El autor Ignacio González-Polo* relata algunos detalles de la toma de posesión como primer presidente de México de José Miguel Ramón Adaucto Fernández y Félix, mejor conocido como Guadalupe Victoria en honor de la Virgen de Guadalupe y la insurgencia mexicana. Tomó posesión de su cargo en Palacio Nacional el 10 de octubre de 1824; de allí se dirigió, con su comitiva, a la Catedral Metropolitana para la celebración de un Te Deum. La figura de Guadalupe Victoria, a pesar de su incansable actividad como militar insurgente a lo largo de 14 años y de ser el único que concluyó completo su mandato en más de 30 años del México independiente (1824-1829), no ha sido tomada en su justa dimensión por los historiadores. Los restos de este Benemérito de la Patria descansan en la Columna de la Independencia, con los del vicepresidente Nicolás Bravo.

Tan importantes son los diarios de sucesos que nos fueron legados por algunas personas curiosas que, gracias a ellos, tenemos en México desde la época de la Conquista el testimonio de algunos acontecimientos significativos ocurridos en el pasado.(1)

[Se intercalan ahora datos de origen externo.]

PR #8890, opened 2024-02-14
windows: fix bundler reliability and nuke WSL-based codegen scripts

paperclover:
### What does this PR do?

This removes `codegen.ps1` and `cross-compile-codegen.sh`, and makes the build process use `bun.exe` to run the generators, instead of relying on WSL. This will improve iteration time as the old approach nuked `.\build\codegen` every rebuild, while this will support the same few-second js rebuilds that I engineered for Mac and Linux.

To make this possible, a directory invalidation bug in `Bun.build` was fixed. I consider bundle-functions.ts to be a sort of mini stress-test for this. Not sure why it is so unreliable on Windows and not linux, but I do remember some flakiness on Bun.build back when these were written; I had some workarounds:

image

It is probably a good idea to explore if these can be removed now. But not now.

This PR unfortunately took alot of sanity out of me so there are some odd looking changes with certain new debug logs in seemingly random places. Got some more big stability fixes after this that will probably be even harder to debug.


src/bundler.zig
```diff
@@ -1788,7 +1826,7 @@ pub const Bundler = struct {
         var entry_points = try allocator.alloc(_resolver.Result, bundler.options.entry_points.len);
         entry_points = entry_points[0..bundler.enqueueEntryPoints(entry_points, true)];
 
-        if (log.level.atLeast(.debug)) {
+        if (true) {
```
dylan-conway: revert

src/bundler.zig
```diff
@@ -372,16 +372,54 @@ pub const Bundler = struct {
         this.resolver.allocator = allocator;
     }
 
-    pub inline fn resolveEntryPoint(bundler: *Bundler, entry_point: string) anyerror!_resolver.Result {
+    fn _resolveEntryPoint(bundler: *Bundler, entry_point: string) !_resolver.Result {
         return bundler.resolver.resolve(bundler.fs.top_level_dir, entry_point, .entry_point) catch |err| {
-            const has_dot_slash_form = !strings.hasPrefix(entry_point, "./") and brk: {
-                return bundler.resolver.resolve(bundler.fs.top_level_dir, try strings.append(bundler.allocator, "./", entry_point), .entry_point) catch break :brk false;
+            if (!std.fs.path.isAbsolute(entry_point) and !strings.hasPrefix(entry_point, "./")) brk: {
```
dylan-conway, line 377: do we know that paths always have or expect forward slashes at this point? Maybe we add a debug assert just in case

src/bun.zig
```diff
@@ -68,6 +68,7 @@ pub const FileDescriptor = enum(FileDescriptorInt) {
     _,
 
     pub inline fn int(fd: FileDescriptor) FileDescriptorInt {
+        // TODO(@paperdave): make this a compile error to call on windows. every usage is incorrect.
```
jdalton, line 71: Like?
```suggestion
        if (comptime Environment.isWindows) @compileError("Calling FileDescriptor.int() is not allowed on Windows");
```

src/bundler.zig
```diff
@@ -372,16 +372,54 @@ pub const Bundler = struct {
...
 
-            bundler.log.addErrorFmt(null, logger.Loc.Empty, bundler.allocator, "{s} resolving \"{s}\" (entry point)", .{ @errorName(err), entry_point }) catch unreachable;
+            bundler.resolver.bustDirCache(buster_name);
 
-            return err;
+            return _resolveEntryPoint(bundler, entry_point) catch {
+                // return the original error
+                bundler.log.addErrorFmt(null, logger.Loc.Empty, bundler.allocator, "{s} resolving \"{s}\" (entry point)", .{ @errorName(err), entry_point }) catch bun.outOfMemory();
+                // return err;
+                @panic("lose");
```
jdalton, line 421: Is the `@panic(` meant here? If so, 🙏 a more descriptive panic message.

src/codegen/bundle-functions.ts
```diff
@@ -185,7 +185,11 @@ $$capture_start$$(${fn.async ? "async " : ""}${
       define,
       minify: { syntax: true, whitespace: false },
     });
+    console.log(build);
```
jdalton: ☝️ Debug?
```suggestion
```

src/codegen/client-js.ts
```diff
@@ -7,12 +7,12 @@ let $debug_log_enabled = ((env) => (
   || (env.BUN_DEBUG_JS && env.BUN_DEBUG_JS !== '0')
   || (env.BUN_DEBUG_${filepath
     .replace(/^.*?:/, "")
```
jdalton: Fancy name magic! Can you add a comment about the transform above it. Something like
```suggestion
    // Transforms a posix file path from /path/to/file to BUN_DEBUG_PATH_TO_FILE
    // and Windows file path from C:/path/to/file to BUN_DEBUG_PATH_TO_FILE
    .replace(/^.*?:/, "")
```

paperclover: - this comment is not perfectly accurate (does not handle drive letters)
- i don't think it's very unclear what is happening here that two lines of comments are needed

src/codegen/internal-module-registry-scanner.ts
```diff
@@ -7,6 +7,7 @@ export function createInternalModuleRegistry(basedir: string) {
     .flatMap(dir => readdirRecursive(path.join(basedir, dir)))
     .filter(file => file.endsWith(".js") || (file.endsWith(".ts") && !file.endsWith(".d.ts")))
     .map(file => file.slice(basedir.length + 1))
+    .map(x => x.replaceAll("\\", "/"))
```
jdalton, line 10: Can we use the `path.normalize(x).split(path.delimiter).join("/")` method here? Maybe a convoluted case. Thinking more in a `node:path`- way.

src/codegen/internal-module-registry-scanner.ts
```diff
@@ -7,6 +7,7 @@ export function createInternalModuleRegistry(basedir: string) {
     .flatMap(dir => readdirRecursive(path.join(basedir, dir)))
     .filter(file => file.endsWith(".js") || (file.endsWith(".ts") && !file.endsWith(".d.ts")))
```
jdalton, line 8: ☝️ There's a helper internal to Node's path that would simplify the above (gets the longest ext first). Nice to see a case for it externally.

src/fs.zig
```diff
@@ -752,7 +752,7 @@ pub const FileSystem = struct {
         pub fn needToCloseFiles(rfs: *const RealFS) bool {
             // On Windows, we must always close open file handles
             // Windows locks files
-            if (comptime !FeatureFlags.store_file_descriptors) {
+            if (!FeatureFlags.store_file_descriptors or Environment.isWindows) {
```
jdalton: Should we make this `FeatureFlag.store_file_descriptors` defined with`Environment.isWindows` in mind so if referenced in other places it will already be accounted for?

src/codegen/helpers.ts
```diff
@@ -80,3 +80,11 @@ export function writeIfNotChanged(file: string, contents: string) {
...
   }
 }
+
+export function pathToUpperSnakeCase(filepath: string) {
+  return filepath
+    .replace(/^.*?:/, "")
+    .split(/[-_./\\]/g)
+    .join("_")
+    .toUpperCase();
+}
```
jdalton, line 90: ❤️

src/fs.zig
paperclover: jarred decided

i should revert this to how it was before
and actually implement it. the comment is old and incorrect.

src/codegen/internal-module-registry-scanner.ts
paperclover: this feels, overly convoluted

and it will be harder to read.

src/codegen/bundle-functions.ts
paperclover: huh i thought i already removed this

src/codegen/internal-module-registry-scanner.ts
jdalton: Ya, looking for more of a https://github.com/wessberg/crosspath kinda thing to simplify a lot of our normalize to posix stuff.

src/codegen/client-js.ts
jdalton: > * this comment is not perfectly accurate (does not handle drive letters)

I wrote "Something like" 😉 At a glance it looks like (/^.*?:/, '') will trim the drive letter off.

> * i don't think it's very unclear what is happening here that two lines of comments are needed

When dealing with paths in formats of multiple platforms with drive letters/UNC and separator normalization comments on INPUT and OUTPUT can be very helpful.
 
The `pathToUpperSnakeCase` helper that replaced this does help with readability 💪

.github/workflows/bun-windows.yml
```diff
@@ -178,6 +178,11 @@ jobs:
           path: bun-deps
           key: ${{ steps.cache-deps-restore.outputs.cache-primary-key }}
 
+  # TODO(@paperdave): stop relying on this and use bun.exe to build itself.
+  # we cant do that now because there isn't a tagged release to use.
```
jdalton, line 182: Exciting!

Escribir un diario de sucesos, por muy escueto y rudimentario que éste sea, además de ser una catarsis personal y fuente de información para la posteridad, es propio de quien tiene conciencia no sólo de la importancia doméstica de lo cotidiano, sino de todos aquellos sucesos políticos, económicos y sociales que marcaron una época.

Tales son los casos de los diarios escritos en el México independiente por Carlos María de Bustamante,(2) José Ramón Malo (3) y otro manuscrito anónimo con 97 fojas intitulado “Librito de varias noticias del reino desde el día 4 de mayo de 1820, que se han observado en [la ciudad de] México, hasta el día 16 de noviembre de 1826”, que se encuentra inédito en el Fondo Reservado de la Biblioteca Nacional de México.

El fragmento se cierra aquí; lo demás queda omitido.